10 ways to build the “community school”

Something that we take for granted far too often is the power of “the school community.” Whether we always recognize it or not, schools play a vital role in our society, and as such their involvement and significance to our communities can’t be easily dismissed.


Many times throughout the school year our facilities are used to host a plethora of activities from all different sectors of the community. Schools have and will continue to provide safe and centralized facilities that many communities have become accustom to when it comes to scheduling and planning local events. Though it may be faint, there is a hidden opportunity here when it comes to changing and ultimately improving the image our society has of schools.

The sad and unfortunate reality of the times is that as Educators working in education we are in desperate need of a new and improved “image.” I am not saying education is broken or that we need to change everything we are doing, but I am saying we need to do a better job of sharing the great things our schools are doing. Additionally, we need to take control and be proactive when it comes our own public relations. The time for sitting back and reacting to the negative news is over; it’s time to embrace the opportunities and attack with our own positive PR campaigns… here’s a good place to start:

– invite parents to orientation and open house nights; provide food if it means you will get a larger turnout (establish a clear and achievable focus for the night)…

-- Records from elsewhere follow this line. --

PR #1674, opened 2014-09-17
Refactor accessors

### LINKED ISSUE #1621: Fabric js is not csp unsafe-eval compliant
Due the use in the new Function notation, when preventing eval via csp header (unsafe-eval),
the library breaks.
https://developer.mozilla.org/en-US/docs/Web/Security/CSP/Using_Content_Security_Policy
The use in csp become more and more common.

I believe it will be possible to implement it using regular js without new Function,
is there a reason to keep it that way?  
https://github.com/kangax/fabric.js/blob/master/src/util/misc.js#L429-L434
## <bountysource-plugin>

Want to back this issue? **[Post a bounty on it!](https://www.bountysource.com/issues/4048489-fabric-js-is-not-csp-unsafe-eval-compliant?utm_campaign=plugin&utm_content=tracker%2F23217&utm_medium=issues&utm_source=github)** We accept bounties via [Bountysource](https://www.bountysource.com/?utm_campaign=plugin&utm_content=tracker%2F23217&utm_medium=issues&utm_source=github).
</bountysource-plugin>

Bnaya:
Predefine the accessors methods as a mixing instead of creating them on runtime per class, while inherit only the needed methods for the class.
Fixes #1621

### DIFF
--- a/build.js
+++ b/build.js
@@ -144,6 +144,7 @@ var filesToInclude = [
   ifSpecifiedDependencyInclude('serialization', 'json', 'lib/json2.js'),
   ifSpecifiedInclude('gestures', 'lib/event.js'),
 
+  'src/mixins/accessors.mixin.js',
   'src/mixins/observable.mixin.js',
   'src/mixins/collection.mixin.js',
 
--- a/src/mixins/accessors.mixin.js
+++ b/src/mixins/accessors.mixin.js
@@ -1,0 +1,256 @@
+(function() {
+  fabric.accessors = {
+    getBackgroundColor: function() {
+      return this.get('backgroundColor');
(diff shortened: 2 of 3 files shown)


Bnaya:
@kangax can you take a look?

kangax:
@Bnaya sorry, I know this is important to you, but I'm not convinced I want all the extra code just to get rid of new Function. We can leave this PR hanging and see if anyone else comes across this issue in the future and is interested to see this as well.

XhmikosR:
@kangax please reconsider this one.

asturur:
accessors are optionals now, new function can be skipped entirely

PR #1806, opened 2014-11-03
Svg Export, do not export default values

asturur:
Fix for exporting just the non defalut values of elements attributes.


asturur:
I wanna finish this one day or another :)

PR #7236, opened 2021-07-23
Fix grammar

suman:
Fix grammar


melchiar:
Thanks for the PR! 

Just to be sure though I researched the rules regarding use of a-vs-an for acronyms and as with other words, it goes by the phonetic sound, not by whether the first letter is a vowel. 

So actually, because SVG begins with a vowel Ess sound, "an SVG" is technically correct. 

https://grammar.yourdictionary.com/vs/a-vs-an-basic-rules-and-exceptions.html

Issue #7037, opened 2021-04-23
Objects added via group don't fire 'added'


VanillinT:
## Version
4.4.0

## Test Case
https://jsfiddle.net/67y5jco8/1/

## Information about environment
Chrome 89.0.4389.128

## Steps to reproduce
Call addWithUpdate on a group with any fabric object as a parameter

## Expected Behavior
Objects fire 'added' when added to a group

## Actual Behavior
They don't fire 'added' when added to a group

asturur:
We had a PR for this somewhere to fix it.

ShaMan123:
+1

ShaMan123:
If I am not mistaken this happens because group doesn't call `Collection#add` and instead pushes the object to `_objects`:
https://github.com/fabricjs/fabric.js/blob/master/src/shapes/group.class.js#L167

ShaMan123:
#6619

Issue #6619, opened 2020-09-26
Group.addWithUpdate should leverage Group.add.


asturur:
We should reuse the code in some specific functions rather than duplicating it.
AddWithUpdate is supposed to Add and do extra work for the update.

Group.add should be reused so that eventual changes will go automatically in addWithUpdate.

Issue #6130, opened 2020-02-02
ActiveSelection does not fire Events on addWithUpdate(), removeWithUpdate()


awehring:
## Version
3.6.1

## Test Case
https://jsfiddle.net/awehring/ygxmbt6d/73/

## Information about environment
Browser. 
Tested with current Edge, FireFox

## Bug Description
An ActiveSelection does not fire Events on `addWithUpdate()`, `removeWithUpdate()`.
I would expect that `selection:updated` events are fired.

## Steps to reproduce
Run the fiddle and inspect the browser console. 

Click 3 times the  "Add to Selection" button until all 3 objects are selected.
Click 3 times the "Reduce Selection" button until no object is selected any more.

The console reports the fired events.

## Expected Behavior
`addWithUpdate()`, `removeWithUpdate()` should fire `selection:updated` events.

## Actual Behavior
These two Methods don't fire `selection:updated` events.

asturur:
they won't fire it. you made that button and you are in control of it, you do not need an event. On the button handler, run the code you need.

Does it make sense?

awehring:
Yes, thats possible.
But somewhat inconsistent:  `canvas.setActiveObject()` fires `selection:created` or `selection:updated` events (depending if the selection already existed). 
`canvas.discardActiveObject()` fires `before:selection:cleared` and `selection:cleared`.

asturur:
well but your button is going to add or remove from selection, and before doing so you know if you are going to modify or create a selection, depending if you already have one. I do not think addWithUpdate or removeWithUpdate should fire events.

i think that the selection is also firing object added and object removed being it part of the group class?

awehring:
The selection / group does fire events?

What's the Name of these events? Never heared of them.

asturur:
No it doesn't.
I was confused with the collection.mixin. Just canvas has events... that is silly too since users can't really add objects or remove them with embedded actions.

Please if you fill strongly about it, try to prove why you think is necessary. I can be wrong about it.

awehring:
I appreciate that you are interested in an open discussion.

My use case is a special kind of drawing application, where the user is able to select fabric objects with a button at the user interface. Afterwards (s)he can change some properties like `color`, `stroke`, `fontStyle`, etc.
[...]

PR #7241, opened 2021-07-25
fix(Group): fire added/removed events

ShaMan123:
### Motivation
#7037 #6619 #6130
I looked for the PR you mentioned @asturur, found something that looked off #6199

### Test it LIVE:
https://codesandbox.io/s/dev-sandbox-forked-ifg6i?file=/src/App.tsx

### Logic
I followed `StaticCanvas` impl of these events.

### Considerations:
1. Is this breaking? This fix fires an `added` `removed` event on object. While until now this was fired on objects that were added to/removed from canvas. This might break stuff for devs... I added a target property (the group) to the event to differentiate.
2. What about initialization? Should events fire on objects added within the initialization block? **Currently** they don't.

### DIFF
--- a/src/shapes/group.class.js
+++ b/src/shapes/group.class.js
@@ -164,7 +164,7 @@
           // if this group is inside another group, we need to pre transform the object
           fabric.util.removeTransformFromObject(object, this.group.calcTransformMatrix());
         }
-        this._objects.push(object);
+        this.add(object);
         object.group = this;
         object._set('canvas', this.canvas);
       }
@@ -205,12 +205,16 @@
       this.dirty = true;
       object.group = this;
       object._set('canvas', this.canvas);
+      this.fire('object:added', { target: object });
+      object.fire('added', { target: this });
     },
 
     /**
      * @private
      */
-    _onObjectRemoved: function(object) {
+    _onObjectRemoved: function (object) {
+      this.fire('object:removed', { target: object });
+      object.fire('removed', { target: this });
       this.dirty = true;
       delete object.group;
     },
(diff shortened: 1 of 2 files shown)


ShaMan123:
#6619

src/shapes/group.class.js
```diff
@@ -164,7 +164,7 @@
           // if this group is inside another group, we need to pre transform the object
           fabric.util.removeTransformFromObject(object, this.group.calcTransformMatrix());
         }
-        this._objects.push(object);
+        this.add(object);
         object.group = this;
         object._set('canvas', this.canvas);
```
ShaMan123, line 169: these 2 assignments can be removed (redundant, assigned in `_onObjectAdded`)

ShaMan123: @ShaMan123
remove redundant assignment
3dc8c33

ShaMan123:
46036ed make this PR good because it fixes the firing of the events to when object and group are in the correct state (after group logic has finished resizing, transforming etc.)

src/shapes/group.class.js
```diff
@@ -177,6 +177,7 @@
       else {
         this.setCoords();
       }
+      object && this._fireGroupEvent('added', object);
```
ShaMan123, line 180: Should this fire only if object is not nested?

ShaMan123:
Leaving this open, but I think this should an will be addressed by the group rewrite.
I might merge this into v6 with some patches.

ShaMan123:
stale 
Old dead group

PR #7242, opened 2021-07-25
Update documentation for clone and extend methods

Serene47:
Add more information in the documentation for `clone` and `extend` methods.


asturur:
You can also be more strong.
`This will break a fabricObject if used over it`, `is used internally in some cases as a shield for mutation during serialization and restore`

asturur (approved):

PR #7250, opened 2021-07-28
fix: fixed aligning_guidelines issues in zoom mode

beidan:
the old aligning_guidelines in zoom mode will cause a bug，this pull request can fixed it


asturur:
hi @beidan thank you for the PR.
Is it possible for you to demo the fix in some way?
with a codepen or a fiddle.

PR #7258, opened 2021-07-29
feat(EraserBrush): better `erasing:end` event

ShaMan123:
1. Fire `erasing:end` event on object.
This is important since #7100 because erasable targets may be nested deep in the object tree and there is no way of knowing if a nested object was erased.
2. Add `subTargets` property to canvas `erasing:end` event.

### Context
Canvas fires `erasing:end` event with a `targets` property. Since #7100 `targets` is not adequate because erasable targets may be nested deep in the object tree.
I am thinking of a way to add a `subTargets` property to canvas `erasing:end` event that will contain all erased nested objects. To achieve this I need some advice.
Can I assume that cloning a path is a sync and not an async process?

### DIFF
--- a/src/mixins/eraser_brush.mixin.js
+++ b/src/mixins/eraser_brush.mixin.js
@@ -867,6 +867,9 @@
           obj.fire('erasing:end', {
             path: path
           });
+          if (obj.group && Array.isArray(_this.__subTargets)) {
+            _this.__subTargets.push(obj);
+          }
         });
       },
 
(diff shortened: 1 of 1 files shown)


ShaMan123:
867c809 adds `subTargets` by assuming that `path.clone` is a sync process.

asturur:
path clone takes a callback, but is async only if the content of the path is.
(ex: an image in pattern as a fill/stroke)

asturur (approved):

– encourage teachers to communicate with parents about the direction of the class, as well as some of the awesome activities/projects that might be coming up

– take pictures and make videos to compile archiveable resources to share with community members (make sure to follow all FERPA laws)…

– start a Facebook page to share relevant information and celebrate great things going on in your school (Twitter & Google+ are also options)…

– encourage your parents to visit your school as often and as frequently as possible (make visitations for your parents easy and simple)

– greet & acknowledge parents when you see them in the community; it means a lot to them

– when disseminating information and resources make sure you are updating frequently and consistently

– ask your parents and community how they want to receive information; their opinions matter!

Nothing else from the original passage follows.